I have a pocket watch which i found when clearing my aunts house earlier this year and was wondering if anyone could help me to identifie it  Here we go for a description its about 2"diameter and gold in colour, the glass opens on a hindge at the bottom being the opposite end to the winder at the top.It has plain numbers 1-12 :russian_roulette: with like a second counter i think. The back has 2 covers which hindge at the bottom,the first has MOON TRADE MARK ALD DENNISON WATCH CASE CO 322951, and the second casewhich lets u get inside the workings has ENGLISH MAKE GUARANTEED TO BE MADE OF TWO PLATES OF GOLD WITH PLATE OF COMPOSITION BETWEEN AND TO WEAR 20 YEARS 322951 12. h: Theres more, the gubbings has labradore on it and looks very very complicated. There are no other marks,dates or anything else.  I would be very greatful if anyone could shed some light on this watch for me :thumbup: thanks.


----------



## Julian Latham (Jul 25, 2005)

Hello and welcome.

A verbal description alone is something of a needle in a haystack. A few photographs would make all the difference between getting an educated guess and a comprehensive, accurate and informative answer from our forum experts.

Look forward to seeing the images. 

Julian L


----------



## Mikrolisk (Jan 23, 2008)

Yes, pictures would be VERY helpful!

Andreas


----------



## dee (Sep 23, 2008)

can anyone tell me how to put the pictures on


----------



## Julian Latham (Jul 25, 2005)

dee said:


> can anyone tell me how to put the pictures on


Hints & Tips forum, second pinned article. You will need to subscribe to a photo sharing site, e.g. photobucket, to host your images.

Took me a couple of hours and a false start, but very satisfying when your first image pops up on the forum

Good luck

Julian L


----------



## mel (Dec 6, 2006)

dee said:


> can anyone tell me how to put the pictures on


Hello Dee,

Welcome to the forum. If you go to "Hints and Tips", and click there to open that page, you'll see a "Pinned" topic second from the top telling you how to upload pictures to the forum.

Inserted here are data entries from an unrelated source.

PR #1101, opened 2022-12-07
Shortest Path Logical Operator and Query Planning

anuchak:


src/include/processor/operator/shortest_path.h
```diff
@@ -0,0 +1,62 @@
...
+#include "processor/operator/source_operator.h"
+#include "storage/storage_structure/column.h"
+#include "storage/storage_structure/lists/lists.h"
+
+using namespace kuzu::evaluator;
+
+namespace kuzu {
+namespace processor {
+
+class ShortestPathAdjCol : public BaseShortestPath {
```
ray6080, line 17: Separate these two classes to two files.

src/include/processor/operator/physical_operator.h
```diff
@@ -61,7 +62,7 @@ const string PhysicalOperatorTypeNames[] = {"AGGREGATE", "AGGREGATE_SCAN", "COLU
     "MULTIPLICITY_REDUCER", "PROJECTION", "SCAN_REL_PROPERTY", "RESULT_COLLECTOR", "SCAN_NODE_ID",
     "SCAN_COLUMN_PROPERTY", "SEMI_MASKER", "SET_STRUCTURED_NODE_PROPERTY", "SKIP", "ORDER_BY",
     "ORDER_BY_MERGE", "ORDER_BY_SCAN", "UNION_ALL_SCAN", "UNWIND", "VAR_LENGTH_ADJ_LIST_EXTEND",
-    "VAR_LENGTH_COLUMN_EXTEND"};
+    "VAR_LENGTH_COLUMN_EXTEND", "SHORTEST_PATH"};
```
ray6080, line 65: Let's be consistent with (var length) extend operators. Separate SHORTEST_PATH to COLUMN_SHORTEST_PATH, and ASJ_LIST_SHORTEST_PATH.

src/include/processor/operator/base_shortest_path.h
```diff
@@ -0,0 +1,52 @@
...
+
+#include "queue"
+
+#include "processor/operator/physical_operator.h"
+#include "storage/storage_structure/lists/lists.h"
+
+namespace kuzu {
+namespace processor {
+
+struct BFSState {
```
ray6080, line 11: Set initialized values for these variables.

src/processor/operator/shortest_path.cpp
```diff
@@ -0,0 +1,100 @@
...
+using namespace std;
+
+namespace kuzu {
+namespace processor {
+
+bool ShortestPathAdjList::getNextTuplesInternal() {
+    while (true) {
+        while (!bfsQueue.empty()) {
+            auto queueFrontNodeOffset = bfsQueue.front();
+            auto bfsFrontNodeState = bfsVisitedNodesMap[queueFrontNodeOffset];
```
ray6080, line 14: Is this a safe operation? 
1. You didn't initialize variables in BaseShortestPath, which is not a good habit. Because there can be unexpected initialized values on some platforms.
2. Why not first check if bfsVisitedNodesMap contains queueFrontNodeOffset, before you get the value (bfsFrontNodeState) from the map?

src/processor/operator/shortest_path.cpp
```diff
@@ -0,0 +1,100 @@
...
+            if (bfsFrontNodeState->bfsLevel >= lowerBound &&
+                bfsFrontNodeState->bfsLevel <= upperBound && bfsFrontNodeState->hasBeenOutput) {
+                for (auto i = destValueVector->state->getPositionOfCurrIdx();
```
ray6080, line 17: I don't understand the for loop here. Why are you looping over dest value vector?

src/processor/operator/shortest_path.cpp
```diff
@@ -0,0 +1,100 @@
+#include "processor/operator/shortest_path.h"
+
+#include "iostream"
+
+using namespace std;
+
+namespace kuzu {
+namespace processor {
+
+bool ShortestPathAdjList::getNextTuplesInternal() {
```
ray6080, line 10: This function is not well organized. Can you separate the logic of reading a pair of src and dest node ids, and the logic of computing shortest path between them?
So, you will have a computeShortestPath function, which takes in source and dest node id, and return a path (you can represent the path in any data type you want for now, e.g., string; vector of int64 with mixed node and rel ids; vector of steps, each contains a source node id, rel id, and dest node id)

Then, getNextTuplesInternal will be responsible for reading src and dest node ids from `srcValueVector` and `destValueVector`, and them call computeShortestPath, and finally print the result for it.

src/include/processor/operator/shortest_path.h
```diff
@@ -0,0 +1,64 @@
...
+        } else {
+            return make_unique<ShortestPath>(srcDataPos, destDataPos, lists, lowerBound, upperBound,
+                children[0]->clone(), id, paramsString);
+        }
+    }
+
+private:
+    DataPos srcDataPos;
+    DataPos destDataPos;
+    vector<Column*> columns;
```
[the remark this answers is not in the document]
anuchak: Yeah not required, had removed this.

src/include/processor/operator/shortest_path.h
```diff
@@ -0,0 +1,64 @@
...
+    vector<AdjLists*> lists;
```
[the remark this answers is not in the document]
anuchak: Separated

src/include/processor/operator/shortest_path.h
anuchak: Done

src/include/processor/operator/physical_operator.h
anuchak: Done

src/include/processor/operator/base_shortest_path.h
anuchak: added constructor to this struct for initializing the variables

src/processor/operator/shortest_path.cpp
anuchak: 1) I think the queue and map container always are initialized as empty, but anyway have added the initialization as part of the constructor now.

2) The map does not have any elements removed actually. And the only place it has elements added is the `addBfsLevel` function where the queue is also pushed with the element. So there is no case of the map missing any element. I've also added the map, queue proper initialization.

src/processor/operator/shortest_path.cpp
anuchak: Yeah I had done this for keeping it generic like if there are multiple destination nodes for same source.
But we kept `Flatten` so only 1 source and 1 destination should be present at any point.

I've removed the for loop and added code for only 1 destination node now.

src/processor/operator/shortest_path.cpp
anuchak: I've changed the format of the logic, currently it is like this:
<pre>
while(true):
  computeShortestPath;
  if(child->getNextTuples())
    getSrcNode and getDestNode;
</pre>

src/processor/mapper/plan_mapper.cpp
```diff
@@ -124,12 +127,43 @@ unique_ptr<PhysicalOperator> PlanMapper::mapLogicalOperatorToPhysical(
...
+    LogicalOperator* logicalOperator, MapperContext& mapperContext) {
+    auto* logicalShortestPath = (LogicalShortestPath*)logicalOperator;
+    auto prevOperator = mapLogicalOperatorToPhysical(logicalOperator->getChild(0), mapperContext);
+    auto sourceNode = logicalShortestPath->getSrcNodeExpression();
+    auto destNode = logicalShortestPath->getDestNodeExpression();
+    auto rel = logicalShortestPath->getRelExpression();
+    // assume this here for now
+    auto direction = REL_DIRECTIONS[0];
+    auto srcDataPos = mapperContext.getDataPos(sourceNode->getInternalIDPropertyName());
+    auto destDataPos = mapperContext.getDataPos(destNode->getInternalIDPropertyName());
```
ray6080, line 149: During the mapping phase, you would need to get data pos for relID, too. And pass it to the shortest path operator.

src/include/processor/operator/base_shortest_path.h
```diff
@@ -0,0 +1,58 @@
...
+          bfsVisitedNodesMap{map<uint64_t, shared_ptr<BFSState>>()} {}
+
+    virtual bool getNextTuplesInternal() = 0;
+
+    shared_ptr<ResultSet> init(ExecutionContext* context);
+
+    virtual unique_ptr<PhysicalOperator> clone() = 0;
+
+protected:
+    DataPos srcDataPos;
```
ray6080, line 45: I don't see the relIDVector? Don't you need also to read out rel IDs?

src/include/processor/operator/base_shortest_path.h
```diff
@@ -0,0 +1,58 @@
...
+    DataPos destDataPos;
+    uint64_t lowerBound;
+    uint64_t upperBound;
+    shared_ptr<ValueVector> srcValueVector;
+    shared_ptr<ValueVector> destValueVector;
+    map<uint64_t, shared_ptr<BFSState>> bfsVisitedNodesMap;
+    queue<uint64_t> bfsQueue = queue<uint64_t>();
+    BaseColumnOrList* storage;
+    MemoryManager* memoryManager;
```
ray6080, line 54: memoryManager is not needed.

src/include/processor/operator/base_shortest_path.h
```diff
@@ -0,0 +1,58 @@
...
+protected:
+    DataPos srcDataPos;
+    DataPos destDataPos;
+    uint64_t lowerBound;
+    uint64_t upperBound;
+    shared_ptr<ValueVector> srcValueVector;
+    shared_ptr<ValueVector> destValueVector;
+    map<uint64_t, shared_ptr<BFSState>> bfsVisitedNodesMap;
+    queue<uint64_t> bfsQueue = queue<uint64_t>();
+    BaseColumnOrList* storage;
```
ray6080, line 53: I think it's better to not keep BaseColumnOrList* in base class, instead, just keep lists or column separately in two child classes.

src/include/processor/operator/base_shortest_path.h
```diff
@@ -0,0 +1,58 @@
...
+          upperBound{upperBound}, bfsQueue{queue<uint64_t>()},
+          bfsVisitedNodesMap{map<uint64_t, shared_ptr<BFSState>>()} {}
+
+    virtual bool getNextTuplesInternal() = 0;
+
+    shared_ptr<ResultSet> init(ExecutionContext* context);
+
+    virtual unique_ptr<PhysicalOperator> clone() = 0;
+
+protected:
```
ray6080, line 44:
```
    DataPos srcDataPos;
    DataPos destDataPos;
    DataPos relIDDataPos;
    uint64_t lowerBound;   
    uint64_t upperBound; 
    uint64_t currentLayer;
    shared_ptr<ValueVector> srcValueVector;
    shared_ptr<ValueVector> destValueVector;
    shared_ptr<ValueVector> relIDVector;
    unique_ptr<Frontier> currentFrontier;
    unique_ptr<Frontier> nextFrontier;
    unordered_map<node_offset_t, unique_ptr<NodeState>> visitedNodes;
```

src/include/processor/operator/base_shortest_path.h
```diff
@@ -0,0 +1,58 @@
...
+
+#include "queue"
+
+#include "processor/operator/physical_operator.h"
+#include "storage/storage_structure/lists/lists.h"
+
+namespace kuzu {
+namespace processor {
+
+struct BFSState {
```
ray6080, line 11: I don't think you should keep children, listSyncState, listHandle, etc. in the state. For each node, its state can simply be as follows:
```
struct NodeState {
    uint64_t relID = UINT64_MAX;
    node_offset_t predecessor = UINT64_MAX; // should change to nodeID_t eventually.
}

```

src/processor/operator/shortest_path_adj_list.cpp
```diff
@@ -0,0 +1,92 @@
...
+                return false;
+            }
+            currSrcIdx = srcValueVector->state->getPositionOfCurrIdx();
+            currDestIdx = destValueVector->state->getPositionOfCurrIdx();
+        } while (srcValueVector->isNull(currSrcIdx) || destValueVector->isNull(currDestIdx) ||
+                 !addBFSLevel(srcValueVector->readNodeOffset(currSrcIdx), 1, UINT64_MAX));
+    }
+}
+
+void ShortestPathAdjList::computeShortestPath() {
```
ray6080, line 26: Let's simplify this function a bit by introducing more functions to decompose the computation logic.
```
// return false if no path can be found (within the lower and upper bound). otherwise return true.
bool ShortestPathAdjList::getShortestPath(nodeID_t srcNode, nodeID_t destNode) {
    // initialize the current frontier for layer 0.
    currentFrontier.addNode(UINT64_MAX, srcNode);
    // extend from the current frontier to the next one.
    while (currentLayer < upperBound) {
        destNode = currentLayer < lowerBound ? UINT64_MAX : destNode; // set destNodeID to invalid value if the layer is still less than the lower bound, so no matches with dest node can be found.
        if (extendToNextFrontier(destNode)) { return true; }
        // move vector in nextFrontier to currentFontier, and reset nextFrontier.
        resetFrontier();
        currentLayer++;
    }
    return false;
}
```

See the shared design doc for complete information.

src/include/processor/operator/base_shortest_path.h
```diff
@@ -0,0 +1,58 @@
...
+
+protected:
+    DataPos srcDataPos;
+    DataPos destDataPos;
+    uint64_t lowerBound;
+    uint64_t upperBound;
+    shared_ptr<ValueVector> srcValueVector;
+    shared_ptr<ValueVector> destValueVector;
+    map<uint64_t, shared_ptr<BFSState>> bfsVisitedNodesMap;
+    queue<uint64_t> bfsQueue = queue<uint64_t>();
```
ray6080, line 52: Instead of a queue, we can manually maintain two frontiers, one for the current layer, and one for the next layer.
```
    unique_ptr<Frontier> currentFrontier;
    unique_ptr<Frontier> nextFrontier;
```

src/include/processor/operator/shortest_path_adj_list.h
```diff
@@ -0,0 +1,44 @@
...
+    bool getNextBatchOfChildNodes(BFSState* bfsState);
+
+    PhysicalOperatorType getOperatorType() override {
+        return PhysicalOperatorType::SHORTEST_PATH_ADJ_LIST;
+    }
+
+    inline unique_ptr<PhysicalOperator> clone() override {
+        return make_unique<ShortestPathAdjList>(srcDataPos, destDataPos, storage, lowerBound,
+            upperBound, children[0]->clone(), id, paramsString);
+    }
```
ray6080, line 40: You would need `Lists* lists` here, and possibly `    shared_ptr<ListHandle> listHandle;
`

ray6080 (changes requested):
I created a doc for detailed designs, let's coordinate through that.
https://docs.google.com/document/d/1d-C9mVZ0NvscLB1ZiLTzwOyKvd5TRNJ5mzjKKxnZyCQ/edit?usp=sharing

ray6080 (changes requested):
See my new batch of comments, and let me know if you want to discuss something.

src/processor/mapper/plan_mapper.cpp
```diff
@@ -124,12 +127,47 @@ unique_ptr<PhysicalOperator> PlanMapper::mapLogicalOperatorToPhysical(
...
+        Column* column =
+            relStore.getAdjColumn(direction, sourceNode->getTableID(), rel->getTableID());
+        return make_unique<ShortestPathAdjCol>(srcDataPos, destDataPos, column,
+            rel->getLowerBound(), rel->getUpperBound(), move(prevOperator), getOperatorID(),
+            logicalShortestPath->getExpressionsForPrinting());
+    } else {
+        assert(relStore.hasAdjList(direction, sourceNode->getTableID(), rel->getTableID()));
+        auto relProperties =
+            (PropertyExpression*)logicalShortestPath->getRelPropertyExpression().get();
+        auto list = relStore.getRelPropertyLists(direction, sourceNode->getTableID(),
```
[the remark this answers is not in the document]
anuchak: done

src/processor/operator/shortest_path_adj_list.cpp
```diff
@@ -0,0 +1,129 @@
...
+}
+
+bool ShortestPathAdjList::computeShortestPath(uint64_t currIdx, uint64_t destIdx) {
+    bfsVisitedNodesMap = map<uint64_t, shared_ptr<NodeState>>();
+    currFrontier = make_shared<vector<node_offset_t>>();
+    nextFrontier = make_shared<vector<node_offset_t>>();
+    listHandle->reset();
+
+    uint64_t currLevel = 1, destNodeOffset;
+    if (!visitNextFrontierNode(srcValueVector->readNodeOffset(currIdx), UINT64_MAX, INT64_MAX)) {
```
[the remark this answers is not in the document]
anuchak: I've kept starting val of current level to 1, and changed loop condition to curr level < upper bound
This should ensure then that level is tracking number of edges between source and destination

src/include/processor/operator/base_shortest_path.h
```diff
@@ -0,0 +1,58 @@
...
+#include "processor/operator/physical_operator.h"
+#include "storage/storage_structure/lists/lists.h"
+
+namespace kuzu {
+namespace processor {
+
+struct NodeState {
+    uint64_t parentNodeID;
+    uint64_t relParentID;
+    shared_ptr<ValueVector> children;
```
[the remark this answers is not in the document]
anuchak: done

src/processor/operator/shortest_path_adj_list.cpp
```diff
@@ -0,0 +1,129 @@
...
+    }
+}
+
+bool ShortestPathAdjList::computeShortestPath(uint64_t currIdx, uint64_t destIdx) {
+    bfsVisitedNodesMap = map<uint64_t, shared_ptr<NodeState>>();
+    currFrontier = make_shared<vector<node_offset_t>>();
+    nextFrontier = make_shared<vector<node_offset_t>>();
+    listHandle->reset();
+
+    uint64_t currLevel = 1, destNodeOffset;
```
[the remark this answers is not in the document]
anuchak: I've changed the logic

src/processor/operator/shortest_path_adj_list.cpp
```diff
@@ -0,0 +1,129 @@
...
+            printShortestPath(destNodeOffset);
+            return true;
+        }
+        currLevel++;
+        resetFrontier();
+    }
+    return false;
+}
+
+bool ShortestPathAdjList::extendToNextFrontier(node_offset_t destNodeOffset) {
```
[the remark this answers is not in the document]
anuchak: done

src/processor/operator/shortest_path_adj_list.cpp
```diff
@@ -0,0 +1,129 @@
...
+                if (addToNextFrontier(nodeState, j, currFrontier->operator[](i), destNodeOffset)) {
+                    return true;
+                }
+            }
+        } while (getNextBatchOfChildNodes(nodeState));
+    }
+    return false;
+}
+
+bool ShortestPathAdjList::addToNextFrontier(NodeState*& nodeState, uint64_t index,
```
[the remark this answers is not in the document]
anuchak: done

src/processor/operator/shortest_path_adj_list.cpp
```diff
@@ -0,0 +1,129 @@
...
+            nodeState->relIDVector->getValue<int64_t>(index))) {
+        nextFrontier->push_back(nextFrontierNodeOffset);
+        if (nextFrontierNodeOffset == destNodeOffset) {
+            return true;
+        }
+    }
+    return false;
+}
+
+bool ShortestPathAdjList::visitNextFrontierNode(
```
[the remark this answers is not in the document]
anuchak: done

src/processor/operator/shortest_path_adj_list.cpp
```diff
@@ -0,0 +1,129 @@
...
+        relPropertyLists->readValues(relVector, *relListHandles);
+        auto newBFSState = make_shared<NodeState>(predecessor, parentRelID, children, relVector);
+        bfsVisitedNodesMap.emplace(nodeOffset, newBFSState);
+        return true;
+    } else {
+        return false;
+    }
+}
+
+bool ShortestPathAdjList::getNextBatchOfChildNodes(NodeState* bfsState) {
```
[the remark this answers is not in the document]
anuchak: done

src/include/processor/operator/base_shortest_path.h
```diff
@@ -0,0 +1,58 @@
...
+    virtual unique_ptr<PhysicalOperator> clone() = 0;
+
+protected:
+    DataPos srcDataPos;
+    DataPos destDataPos;
+    uint64_t lowerBound;
+    uint64_t upperBound;
+    shared_ptr<ValueVector> srcValueVector;
+    shared_ptr<ValueVector> destValueVector;
+    map<uint64_t, shared_ptr<NodeState>> bfsVisitedNodesMap;
```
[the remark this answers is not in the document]
anuchak: changed

src/include/processor/operator/shortest_path_adj_list.h
```diff
@@ -0,0 +1,63 @@
...
+        return PhysicalOperatorType::SHORTEST_PATH_ADJ_LIST;
+    }
+
+    inline unique_ptr<PhysicalOperator> clone() override {
+        return make_unique<ShortestPathAdjList>(srcDataPos, destDataPos, lists, relPropertyLists,
+            lowerBound, upperBound, children[0]->clone(), id, paramsString);
+    }
+
+private:
+    AdjLists* lists;
```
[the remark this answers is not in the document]
anuchak: added vector in main class

src/include/processor/operator/shortest_path_adj_list.h
```diff
@@ -0,0 +1,63 @@
...
+namespace processor {
+
+class ShortestPathAdjList : public BaseShortestPath {
+public:
+    ShortestPathAdjList(const DataPos& srcDataPos, const DataPos& destDataPos, AdjLists* adjList,
+        Lists* relPropertyLists, uint64_t lowerBound, uint64_t upperBound,
+        unique_ptr<PhysicalOperator> child, uint32_t id, const string& paramsString)
+        : BaseShortestPath{srcDataPos, destDataPos, lowerBound, upperBound, move(child), id,
+              paramsString},
+          lists{adjList}, relPropertyLists{move(relPropertyLists)} {}
```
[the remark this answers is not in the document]
anuchak: done

ray6080 (approved):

Basically, take the piccie, make sure it's ok, upload it to photobucket or some other similar host website, (or your own website if you have one) and then place a link to the picture on the forum. :yes:

HTH a bit


----------



## dee (Sep 23, 2008)

Hello again here we go for some pics i think


----------



## Julian Latham (Jul 25, 2005)

dee said:


> Hello again here we go for some pics i think


Dee,

Sorry, but nothing seen my end. Which image hosting site are you using ?

Julian L


----------



## dee (Sep 23, 2008)

:wallbash: :wallbash: :wallbash: :taz: :taz: :cry2: :cry2: cant do it? going to get my friend who built my computer for me as he didnt make it easy enough for me to use :huh: at some point this year i will get some pics up?had a go as i am a user of fotothing but wouldnt exsept the URL IMG thingy.


----------



## Julian Latham (Jul 25, 2005)

dee said:


> :wallbash: :wallbash: :wallbash: :taz: :taz: :cry2: :cry2: cant do it? going to get my friend who built my computer for me as he didnt make it easy enough for me to use :huh: at some point this year i will get some pics up?had a go as i am a user of fotothing but wouldnt exsept the URL IMG thingy.


Dee,

If I get a bit of time this afternoon I'll join fotothing and see if there is an obvious solution (need to be obvious for me to find it :lol: ).

Keep the faith.

Julian L


----------



## Julian Latham (Jul 25, 2005)

Here we go ...............

.................... no we don't.

Managed to upload an image to fotothing site - but can't seem to work out how to get it to appear in a forum post !!!!!!!


----------



## dee (Sep 23, 2008)

Julian Latham said:


> Here we go ...............
> 
> .................... no we don't.
> 
> Managed to upload an image to fotothing site - but can't seem to work out how to get it to appear in a forum post !!!!!!!


julian

i will put the pictures on fotothing for now until i can get them on here. If you look at bubblelock pictures or the newest you will see the pictures of the watch


----------



## Julian Latham (Jul 25, 2005)

Bingo :thumbup: . Using the 'insert image' icon and editing the location address of the image

from:-










to :-

http://fotothing.com/photos/474/4747db5fde...06e6ac398ec.jpg

End result ..............................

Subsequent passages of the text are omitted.